(Stored items)
◆ ◆ ◆ ◆ ◆
PR #4097, opened 2023-07-20
Enahnce omit never

kerolossamir165:
// export type OmitNever<T> = { [K in keyof T as T[K] extends never ? never : K]: T[K] };

  if T == never type can not extends never , never is the empty union and it could lead to infinite weird behavior 
  like in is never in the TS src
  https://github.com/microsoft/TypeScript/blob/main/tests/cases/conformance/types/conditional/conditionalTypes1.ts#L212 
 
  if we change IsNever 
          type IsNever<T> = T extends never ? true : false;
           and try it  
                    type Test = IsNever<never>   // it will be never 
 
 so it could be like ts src  
export type OmitNever<T> = { [K in keyof T as [T[K]] extends [never] ? never : K]: T[K] };

### DIFF
--- a/packages/styled-components/src/types.ts
+++ b/packages/styled-components/src/types.ts
@@ -20,7 +20,20 @@ export type StyledComponentBrand = { readonly _sc: symbol };
 export type BaseObject = {};
 
 // from https://stackoverflow.com/a/69852402
-export type OmitNever<T> = { [K in keyof T as T[K] extends never ? never : K]: T[K] };
+// export type OmitNever<T> = { [K in keyof T as T[K] extends never ? never : K]: T[K] };
+/** 
+ * if T == never type can not extends never , never is the empty union and it could lead to infinite weird behavior 
+ * like in is never in the TS Docs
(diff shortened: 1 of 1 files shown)


packages/styled-components/src/types.ts
```diff
@@ -20,7 +20,20 @@ export type StyledComponentBrand = { readonly _sc: symbol };
...
+ * like in is never in the TS src
+ * https://github.com/microsoft/TypeScript/blob/main/tests/cases/conformance/types/conditional/conditionalTypes1.ts#L212 
+ * 
+ * if we change IsNever 
+ *          type IsNever<T> = T extends never ? true : false;
+ *          ant try it  
+ *                   type Test = IsNever<never>   // it will be never 
+ * */
+ 
+export type OmitNever<T> = { [K in keyof T as [T[K]] extends [never] ? never : K]: T[K] };
```
probablyup, line 35: Not sure I understand what this is doing, it seems to just be going from `never` to `never[]`?

kerolossamir165: I just figure out that the concepts got mixed up in my mind 
I thought it pass never as generic not as a value 
so it will not make a difference here  

Thanks for your review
◆ ◆ ◆ ◆ ◆
__ACTIVITY__. The lines holding the word "change" are the answer. Pull them out of the records and copy them.

__SOLUTION__.
  if we change IsNever 
+ * if we change IsNever 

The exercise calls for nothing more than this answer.